Fish Whisper Node Documentation
Overview
The Fish Whisper node is a component of the ComfyUI LLM Party project. This node is designed to perform Automatic Speech Recognition (ASR), converting spoken language in audio files into text format. It leverages the Fish Audio SDK to provide this functionality, allowing users to incorporate speech-to-text conversion as a part of their larger LLM workflows.
Node Functionality
The Fish Whisper node provides the ability to input audio in various forms and outputs the transcribed text. This can be integrated into different ComfyUI workflows that require speech input to be processed and understood in text form.
Inputs
The Fish Whisper node accepts the following inputs:
Required Inputs
- is_enable: A boolean value (default:
True
) indicating whether the node should be active. If set to False
, the node will not process any inputs and will not produce an output.
- audio_path: A string representing the file path to the audio file that needs transcription.
Optional Inputs
- api_key: A string for the API key required by the Fish Audio SDK. If not provided, the node will attempt to use an API key stored in the configuration file.
- audio: Audio input in the form of waveform data that can be used as an alternative to an audio file path. This option allows for dynamic audio input during workflow execution.
Outputs
The Fish Whisper node produces the following output:
- text: A string that contains the transcribed text from the given audio input.
Usage in ComfyUI Workflows
Within ComfyUI workflows, the Fish Whisper node can be incorporated to process speech inputs. It is particularly useful in workflows that involve interaction with Large Language Models (LLMs) where speech input from users needs to be converted to text for further processing and interaction with other nodes.
Example Use Cases
- Voice Command Recognition: In a workflow designed to execute commands based on voice input, the Fish Whisper node can translate spoken commands into text, which can then be interpreted and executed by subsequent nodes.
- Speech Interaction Workflows: In workflows that involve human-computer interaction through speech, this node can facilitate the translation of audio to text, enhancing interaction capabilities.
- Transcription Services: The node can be part of a workflow that needs to transcribe audio files into text, which can then be stored or further processed for insights or records.
Special Features and Considerations
- API Key Management: Ensure that a valid API key is provided either through the
api_key
input or configured within the configuration file.
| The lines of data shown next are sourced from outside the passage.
PR #229, opened 2022-11-15
API-15999/fix for migrations in QA

ediiotero:
Deleted migration files from the previous PR and ran another migration so all changes are in one file.


mheusgit:
I expect Migration20221103160003.ts would have to be removed

dsteeve (changes requested):
I think we need to copy over the major version data to version.

ediiotero:
Team went with a revert to fix this

PR #234, opened 2022-12-07
API-21174/  security apikey and security oauth validation

mheusgit:
- Updated DocServer schema to make securityApikey required if security array includes apiKey.  Similar change for securityOauth and oauth .


ediiotero (approved):
Looks good

PR #237, opened 2022-12-12
API-22364/ Docserver: Fix OASDiff URL to include correct path

mheusgit:
- Next/previous iteration URLs will now always include a 'v' to ensure they match with majorVersion to version revamp
- Change is intended to support backward compatibility for older OASDiffs


dsteeve (approved):
lgtm!

PR #238, opened 2022-12-14
API-22339/ Update Docserver Loast integration - Loast version package check

mheusgit:
- Switched to dynamic importing for loast package.json


dsteeve (approved):
👍

PR #239, opened 2022-12-22
Api 22214/Handling APIVersion updates

ediiotero:
Story: [API-22214](https://vajira.max.gov/browse/API-22214)

Added a new apiVersionPUTSchema and logic to prevent changing majorVersion or fhirVersion when updating an API version


src/api/version/apiVersion.schema.ts
```diff
@@ -72,3 +72,9 @@ export const apiVersionLookupSchema = Joi.object()
     version: Joi.string().required(),
   })
   .options({ abortEarly: false });
+
+export const apiVersionPUTSchema = apiVersionMutateSchema
```
mheusgit, line 76: Haven't seen this done before.  This approach should help reduce number of lines in other schemas in the near future.

mheusgit: Did a quick check.  The other schemas wont benefit from this as much as I'd hoped.

mheusgit:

This is crucial for authentication and access to the Fish Audio API services.
- Audio Formats: The node supports audio input either by file path or waveform data, providing flexibility in how audio data is processed.
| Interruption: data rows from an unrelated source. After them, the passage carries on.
PR #242, opened 2023-01-11
API-21561/  docserver  oas refresh triggers loast

mheusgit:
- Updated OAS refresh logic to trigger Loast oas-ruleset testing when a change is detected
- Moved higher level functions out of OASService into new OASManager.  Update included moving refreshAllOAS, refreshOAS, batchOAScleanup, and findOASAndUpload.  Key change is OASService no longer uses portal store or notifications services
- retransformOAS and refreshOAS received some cleanup to kill off duplicate code for OAS transformations.  Higher level operations of retransformOAS moved to OASManager
- OASService .resolveDelta & OASService.getLatestOASModel moved from private to public access

Followup changes:
- Fetching values from AWS Parameter Store has been commented out until positive test suite is part of test automation


test/oas/oas.manager.integration.ts
```diff
@@ -0,0 +1,227 @@
...
+  });
+
+  afterAll(async () => {
+    server.close();
+    await orm.close(true);
+    process.env = PREV_ENV;
+    configRefresh();
+  });
+
+  describe('refreshAllOAS', () => {
```
christineyost, line 124: Surprised we don't have a test for batchOASCleanup in here. Would you mind adding one or writing a ticket for it?

test/oas/oas.manager.test.ts
```diff
@@ -0,0 +1,521 @@
...
+    security: [{ oauth: [] }],
+  } as unknown as OAS;
+  const sfoas = oas;
+
+  let apiModel: APIModel;
+  let apiVersionModel: APIVersionModel;
+  let oasModel: OASModel;
+  let oasTransformer: OASTransformer;
+  let oasService: OASService;
+  let service: OASManager;
```
christineyost, line 45: Might be more clear to name this variable `manager`

src/oas/oas.service.ts
```diff
@@ -11,87 +11,26 @@ import OASModel from './oas.model';
 import StatusEnum from '../status/status.enum';
 import crypto from 'crypto';
 import OASTransformer from './transformer/oas.transformer';
-import SwaggerUITransformer from './transformer/oas.swaggerUI.transformer';
-import PortalStoreService from '../portalStore/portalStore.service';
-import { NotificationService } from '../notification/notification.interface';
 import { DifferService } from '../differ/differ.service';
```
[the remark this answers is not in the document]
mheusgit: Yeah it no longer belongs here but I left it alone in last commit.  I'll give it another look.

src/oas/oas.manager.ts
```diff
@@ -0,0 +1,282 @@
...
+    }
+
+    return newModel;
+  }
+
+  private async populateLoastResults(
+    apiVersion: APIVersionModel,
+  ): Promise<void> {
+    // Refreshes only trigger oas-ruleset tests & supporting single environment tests at the moment
+    const targetEnv = cfg.LOAST_DEFAULT_ENV;
```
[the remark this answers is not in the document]
mheusgit: Team agreed to not call AWS Param Store for the time being.

src/oas/oas.service.ts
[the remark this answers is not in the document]
mheusgit: OASService is now strictly reserved for OAS add, update, delete, and transform logic.

test/oas/oas.manager.test.ts
mheusgit: Updated

test/oas/oas.manager.integration.ts
mheusgit: Lets save it for a cleanup ticket

src/oas/oas.manager.ts
```diff
@@ -119,13 +120,38 @@ class OASManager {
...
+
+    return delta;
+  }
+
   private async populateLoastResults(
     apiVersion: APIVersionModel,
   ): Promise<void> {
     // Refreshes only trigger oas-ruleset tests & supporting single environment tests at the moment
-    const targetEnv = cfg.LOAST_DEFAULT_ENV;
+    // const targetEnv = cfg.LOAST_DEFAULT_ENV; Add back when positive test suite automated
```
christineyost, line 152: Not sure I understand what the LOAST_DEFAULT_ENV param is for. I think our targetEnv should always be the environment we're currently in, except for prod we should use sandbox because we don't want to run tests in prod. For example it wouldn't make sense to run tests against the dev oas in sandbox.

I think some of this design might have to be rethought. For example, even when LOAST positive is automated, I think we'd only want to run it in the sandbox environment, because we won't know if the same examples would work in other environments. I think we need to track what LOAST suites should be run for each APIVersion in the LOAST config. That way we could automate the positive suite for APIVersions that we know it works for as well.

I'd be fine with this going in like this, but I think we need a spike to think this through and maybe do some cleanup. cc @dsteeve

mheusgit: Team agreed awhile back the positive test would be run against just sandbox.  I recall its even mentioned in the confluence doc.  Let me check

mheusgit: Yes.  Its the "[the] actual API environment being tested against (not the environment LOAST is run on).  Should just be "sandbox" for the foreseeable future.  Might include "production" or "staging" far down the road"

dsteeve: great discussion and points.  I think some of this was designed prior to implementing the oas-ruleset test and now we have some new functionality to take into consideration.  New functionality being that oas-ruleset would run in every environment(qa,staging,sandbox) but positive test would only run in sandbox unless some APIs have example groups that can be used in any environment.   Instead of hardcoding all that business logic in our code, I would like to see a more data-driven approach.   In the future we might have like a authenticationTest that would run in every env.   @christineyost can you create a spike ticket to review this design?

test/oas/oas.manager.integration.ts
dsteeve: can you write a ticket for this @mheusgit ?

mheusgit: sure

christineyost: [API-23417](https://vajira.max.gov/browse/API-23417)

mheusgit:
PR should be good to go

christineyost (approved):
Looks good!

- Configuration: Users may want to configure language settings or API keys in the configuration file to automate and customize the node’s behavior within their workflows.
- Enable/Disable Functionality: The
is_enable
input parameter allows users to control when the node processes data, providing the ability to dynamically enable or disable its function within a larger workflow context.
By leveraging the Fish Whisper node, users of ComfyUI can seamlessly integrate speech-to-text capabilities into their workflows, expanding the potential applications of their LLM setups.